Although the invention is described by way of example of a preferred embodiment, it is obvious to a person skilled in the art that changes and modifications can be made to him without deviating from its essence and scope, which are determined by the attached claims. The removal of magnetic separation products can be carried out by gutters, pipes, pipes, ducts, estrus, etc., each of which represents a certain channel for independent movement of the material (by gravity or under the influence of gravity).
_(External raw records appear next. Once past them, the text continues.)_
PR #4831, opened 2026-08-10
fix(schedule): restore multimd-table under markdown-it 15

Saksham-Sirohi:
## Summary
- Video production builds crash with `e.utils.assign is not a function` because the router pulls schedule rich text, which loads `markdown-it-multimd-table`.
- `markdown-it` 15 removed legacy `md.utils.assign`; wrap multimd-table with a small compat shim that falls back to `Object.assign` instead of pinning markdown-it.

## Test plan
- [x] With `EVY_NPM_DEV=0`, rebuild video assets (`make npminstall` / collectstatic) and open an event video page
- [x] Confirm console no longer shows `utils.assign is not a function` from `vendor-markdown` / `router`
- [x] Confirm schedule session/talk rich text (including markdown tables) still renders

## Summary by Sourcery

Bug Fixes:
- Prevent crashes in video event pages caused by markdown-it-multimd-table calling the removed md.utils.assign function under markdown-it v15.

They can be independent nodes or be part of other nodes, such as bathtubs, as subnodes.

Claims (5)

1. Roller magnetic separator for separating the source material into magnetic and non-magnetic fractions, containing a feeder for feeding the source material; a magnetic roller, which includes a magnetic system containing magnetic blocks of permanent magnets, and which is made to rotate around a horizontal axis; node collection of non-magnetic fraction; magnetic fraction collection unit; node removal of non-magnetic fraction; magnetic fraction removal unit, characterized in that the magnetic blocks have a tangentially directed magnetization vector and are arranged in a circle, and magnetic flux concentrators are placed between them, forming the poles of the magnetic system, so that a circular magnetic system with poles of alternating polarity is formed, and part of the system it is surrounded externally by a magnetically conducting screen, between which a cylindrical surface and the roller surface a gap is formed, passing through which the magnetic flux generated by the magnesium This system closes the field between the bipolar poles through the screen and forms local working zones near the surface of the concentrators, which are elongated along the generatrix of the roller and in which the particles of the magnetic fraction are extracted and retained. 2. The separator according to claim 1, characterized in that the magnetic blocks and concentrators are in the form of direct prisms, the cross section of which in the plane perpendicular to the axis of the roller has the shape of a trapezoid, and the magnetization vectors of the magnets adjacent from one side to one hub are parallel to the outer faces of the magnetic blocks facing the surface of the roller, and opposite in direction. 3. The separator according to claim 1, characterized in that the concentrators have at least one external radial protrusion. 4. The separator according to claim 1, characterized in that the magnetic blocks include high-energy permanent magnets with a specific magnetic energy of more than 200 kJ / m ³ . 5. The separator according to claim 1, characterized in that the node for collecting the magnetic fraction contains an induction puller of the magnetic fraction.